Доктор Ндуома тоже жил на Маргарет Картрайт авеню, в той ее части, где посреди широких газонов с табличками о собаках стояли дуплексы. Пока мы наблюдали, как пару часов спустя он выходит из своего красного «Пежо 504», Амака пояснила, что доктор — директор медицинского центра. А сейчас, пока продолжается забастовка, он организовал в городе маленькую клинику, и та до отказа забита пациентами. Амака ездила туда, когда ей назначили уколы хлорохина от малярии. Медсестре в клинике приходилось кипятить воду на керосиновой горелке, поэтому Амака была рада, что доктор Ндуома придет к ним домой, — она боялась, что дедушка задохнется от одного только запаха керосина.

Доктора Ндуома выглядел человеком, который способен поделиться ободряющей улыбкой, даже если у него для пациента и его родных припасены не самые приятные новости. Он обнял Аману, потом пожал руки мне и Джаджа. Когда доктор ушел осматривать дедушку, Амака пошла за ним в спальню.

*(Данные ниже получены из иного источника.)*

PR #550, opened 2026-09-18
feat: Install tigervnc for better administration (#500)

### LINKED ISSUE #500: feat: Install tigervnc for better administration.
To administrate the KVM much better an option is to install and configure / enable tigervnc.

At the moment no UI support to administrate a e.g. KVM Server is automatically configured. 
Due to the fact that creating a KVM LPAR is possible, some sort of administration support should be present. One option is to install and configure tigerVNC.

dk5488:
## Description
Resolves #500

To improve KVM administration, this PR automates the installation, configuration, and enablement of **TigerVNC Server** on KVM hypervisors during execution of `playbooks/3_setup_kvm_host.yaml`.

Currently, KVM hosts only have CLI access or the Cockpit web socket enabled. With TigerVNC configured, administrators can easily connect with a graphical VNC client (e.g. TigerVNC Viewer) at `<kvm-host-ip>:5901` (display `:1`) to manage virtual machines and use graphical utilities like `virt-manager`.

### Key Changes
1. **Package Defaults**:
   - Added `tigervnc-server` to `pkgs_kvm` in `roles/install_packages/defaults/main.yaml`.
2. **New Role (`roles/tigervnc`)**:
   - `defaults/main.yaml`: Provides sensible defaults (`tigervnc_display: 1`, `port: 5901`, `geometry: 1920x1080`, `session: gnome`) and smart password fallback.
   - `templates/vnc_config.j2`: Generates `~/.vnc/config` with session and resolution settings.
   - `tasks/main.yaml`:
     - Ensures `tigervnc-server` is installed.
     - Configures user mapping in `/etc/tigervnc/vncserver.users` (`:1=<user>`).
     - Prepares user's `~/.vnc/` directory with secure permissions (`0700`).
     - Sets the VNC password using `vncpasswd -f` with `no_log: true` and `0600` permissions.
     - Opens TCP port `5901` in `firewalld`.
     - Enables and starts `vncserver@:1.service` via `systemd`.
3. **Playbook Integration**:
   - Integrated `- role: tigervnc` into `playbooks/3_setup_kvm_host.yaml`.
4. **Kickstart Configuration**:
   - Added port `5901` to the firewall rule in `roles/update_cfgs/templates/kvm_host.cfg.j2` for newly provisioned KVM hosts.
5. **Configuration Templates**:
   - Added optional `tigervnc` block under `env.z` in `inventories/default/group_vars/all.yaml.template`.
   - Added optional `vault_vnc_pass` in `inventories/default/group_vars/secrets.yaml.template`.
6. **Documentation**:
   - Updated `docs/set-variables-group-vars.md` with new parameters and updated `pkgs_kvm` table.
   - Updated `docs/run-the-playbooks.md` to document TigerVNC server outcome under Step 3.

### Testing & Verification
- Validated all modified and newly created YAML files with Python YAML syntax check (`yaml.safe_load`).
- Verified compliance with repository `.ansible-lint` conventions and formatting standards.


docs/set-variables-group-vars.md
```diff
@@ -245,7 +250,7 @@
 :--- | :--- | :---
 **pkgs_galaxy** | A list of Ansible Galaxy collections that will be installed during the setup playbook. The collections listed are required. | [ ibm.ibm_zhmc, community.general, community.crypto, ansible.posix, community.libvirt ]
 **pkgs_controller** | A list of packages that will be installed on the machine running Ansible during the setup playbook. | [ openssh, expect, sshuttle ]
-**pkgs_kvm** | A list of packages that will be installed on the KVM Host during the setup_kvm_host playbook. | [ libguestfs, libvirt-client, libvirt-daemon-config-network, libvirt-daemon-kvm, cockpit-machines, libvirt-devel, virt-top, qemu-kvm, python3-lxml, cockpit, lvm2 ]
```
AmadeusPodvratnik: You are removing libvirt-devel, why?

docs/set-variables-group-vars.md
```diff
@@ -245,7 +250,7 @@
...
+**pkgs_kvm** | A list of packages that will be installed on the KVM Host during the setup_kvm_host playbook. | [ libguestfs, libvirt-client, libvirt-daemon-config-network, libvirt-daemon-kvm, cockpit-machines, virt-top, qemu-kvm, python3-lxml, cockpit, lvm2, httpd, tigervnc-server ]
```
AmadeusPodvratnik: to enable tigervnc and use it, there is GNOME needed. I think there is following needed (not sure if both Graphical groupinstall are needed):
dnf groupinstall "Graphical Administration Tools"
dnf groupinstall graphical-server-environment
dnf groupinstall GNOME

It would be good to ensure the GNOME install.

Not sure if the regular ansible module could handle group installs like the dnf modules can do. E.g.:
- name: Install the 'Graphical Administration Tools' package group
  ansible.builtin.dnf:
    name: '@Graphical Administration Tools'
    state: present

inventories/default/group_vars/all.yaml.template
```diff
@@ -31,6 +31,13 @@ env:
 #      ip:
 #      user:
 #      pass: "{{ vault_lpar3_pass }}"
+    # (Optional) TigerVNC Remote Desktop Administration for KVM host
+    tigervnc:
+      enabled: True
+      display: 1
+      geometry: 1920x1080
+      session: gnome
+      # pass: "{{ vault_vnc_pass }}"
```
AmadeusPodvratnik, line 40: There is no readonly pwd set. Make it sense to add a readonly, too?

inventories/default/group_vars/secrets.yaml.template
```diff
@@ -25,6 +25,9 @@ vault_lpar2_root_pass: #X
 vault_lpar3_user_pass: #X
 vault_lpar3_root_pass: #X
 
+# Section 2.3 - TigerVNC Password (optional, defaults to LPAR user password if not set)
+vault_vnc_pass: #X
```
AmadeusPodvratnik, line 29: See the comment for all.yaml.template

playbooks/3_setup_kvm_host.yaml
```diff
@@ -85,6 +85,8 @@
       when: installation_type | lower in ['kvm', 'lpar']
     - role: httpd
       when: installation_type | lower in ['kvm', 'lpar']
+    - role: tigervnc
+      when: installation_type | lower in ['kvm', 'lpar']
```
AmadeusPodvratnik: tigervnc is only valid for kvm. The when statement for lpar is wrong and a bug. 
lpar installation type will not do a setup_kvm because the entire lpar will be used as a node.
I will open a bug for this. So just remove the lpar in your when clause.

roles/install_packages/defaults/main.yaml
```diff
@@ -1,4 +1,4 @@
 # Packages
 pkgs_controller: [ openssh, expect, sshuttle ]
-pkgs_kvm: [ libguestfs, libvirt-client, libvirt-daemon-config-network, libvirt-daemon-kvm, cockpit-machines, virt-top, qemu-kvm, python3-lxml, cockpit, lvm2, httpd ]
+pkgs_kvm: [ libguestfs, libvirt-client, libvirt-daemon-config-network, libvirt-daemon-kvm, cockpit-machines, virt-top, qemu-kvm, python3-lxml, cockpit, lvm2, httpd, tigervnc-server ]
```
AmadeusPodvratnik: Here the same packages for tigervnc (incl. gnome) should be done.

roles/update_cfgs/templates/kvm_host.cfg.j2
```diff
@@ -32,7 +32,7 @@ lang {{ env.language }}
 # Network information (will fill in during update_cfgs role)
 
 # Firewall and SELinux
-firewall --enabled --http --ftp --smtp --ssh --port=443,9090,123
+firewall --enabled --http --ftp --smtp --ssh --port=443,9090,123,5901
```
AmadeusPodvratnik: you have the 5901 value hardcoded but you need to take what the user configures in all.yaml (env.z.tigervnc.display) - but only if tigervnc should be installed.

roles/tigervnc/tasks/main.yaml
```diff
@@ -0,0 +1,85 @@
...
+    echo "{{ tigervnc_password }}" | vncpasswd -f > {{ tigervnc_user_home.stdout }}/.vnc/passwd
+    chmod 0600 {{ tigervnc_user_home.stdout }}/.vnc/passwd
+    chown {{ tigervnc_user }}:{{ tigervnc_user }} {{ tigervnc_user_home.stdout }}/.vnc/passwd
+  no_log: true
+  when:
+    - tigervnc_enabled | bool
+    - tigervnc_password is defined
+    - tigervnc_password | length > 0
+
+- name: Open VNC port in firewall
```
AmadeusPodvratnik, line 83: There is a template for the firewall opens a the tigervnc port. Is this needed here?

AmadeusPodvratnik (changes requested):
Hi @dk5488 , thank you for this PR. It looks very good but I have some minor comments.

docs/set-variables-group-vars.md
dk5488: Good point! On RHEL 8/9, `"@Server with GUI"` provides the full GNOME desktop environment and `"@Graphical Administration Tools"` installs graphical tools like `virt-manager`.

Because `roles/install_packages` uses `ansible.builtin.package` with `state: latest` in a loop (which doesn't reliably support DNF environment/package groups starting with `@`), and to avoid forcing headless KVM hosts to download ~1.5 GB of desktop packages when TigerVNC is disabled, I have added a dedicated task in `roles/tigervnc/tasks/main.yaml` using `ansible.builtin.dnf` with `state: present`.

It installs `["@Server with GUI", "@Graphical Administration Tools"]` conditionally when `tigervnc_enabled: true` and `tigervnc_session == 'gnome'`.

inventories/default/group_vars/all.yaml.template
dk5488: Makes complete sense. I've added `# readonly_pass: "{{ vault_vnc_readonly_pass }}"` under the `tigervnc` section in `all.yaml.template`. 

The `roles/tigervnc` defaults and password tasks have been updated so that when this variable is provided, `vncpasswd -f` receives both the full-access password and the secondary view-only password via stdin.

inventories/default/group_vars/secrets.yaml.template
dk5488: Added `vault_vnc_readonly_pass: #X` under Section 2.3 in `secrets.yaml.template`.

playbooks/3_setup_kvm_host.yaml
dk5488: Understood and updated! Changed the condition to:
`when: installation_type | lower == 'kvm'`

roles/install_packages/defaults/main.yaml
dk5488: As mentioned in the documentation comment, installing GNOME package groups (`@Server with GUI` and `@Graphical Administration Tools`) is now handled inside `roles/tigervnc/tasks/main.yaml` using `ansible.builtin.dnf` with `state: present`.

This keeps `pkgs_kvm` lightweight and ensures that if a user sets `tigervnc: enabled: False`, their KVM host remains a minimal server without installing unwanted GUI packages.

roles/update_cfgs/templates/kvm_host.cfg.j2
dk5488: Updated! Replaced the hardcoded `5901` with dynamic Jinja2 templating:

`firewall --enabled --http --ftp --smtp --ssh --port=443,9090,123{% if env.z is defined and env.z.tigervnc is defined and (env.z.tigervnc.enabled is not defined or env.z.tigervnc.enabled in [True, 'True', 'true', 1]) %},{{ 5900 + (env.z.tigervnc.display | default(1) | int) }}{% endif %}`

This dynamically computes `5900 + display` and only appends the port if `tigervnc` is defined and enabled.

roles/tigervnc/tasks/main.yaml
dk5488: It serves two purposes:
1. **Pre-existing / Non-Kickstart hosts**: If an administrator executes this playbook on an existing KVM host that wasn't provisioned through the kickstart template in this repository, this task ensures the VNC firewall port is opened.
2. **Display changes (Day-2 operations)**: If the user changes `env.z.tigervnc.display` in `all.yaml` later on, kickstart does not re-run, but re-running the playbook will open the newly configured port.

Because `ansible.posix.firewalld` with `state: enabled` is idempotent, it is a no-op if Kickstart already opened the port during installation (similar to how port 80 is handled in both `kvm_host.cfg.j2` and `playbooks/3_setup_kvm_host.yaml`). 

However, if you'd prefer to keep firewall configuration strictly centralized in the kickstart file, let me know and I can remove it.

AmadeusPodvratnik: Correct. In the most cases the KVM host will be created outside of AOP, so leave the code.

AmadeusPodvratnik (approved):
/lgtm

— Дедушка совсем исхудал, — сказал Джаджа. Мы сидели на террасе. Солнце уже зашло, и нас обдувал легкий бриз. Соседская детвора играла в футбол во дворе. Из окна квартиры сверху кто-то из взрослых кричал:

— Nee any а[97], дети, если вы испачкаете гараж этим мячом, я вам уши пообрываю!

Ребятишки засмеялись, и мяч снова ударил о стену, оставив круглую пыльную отметину.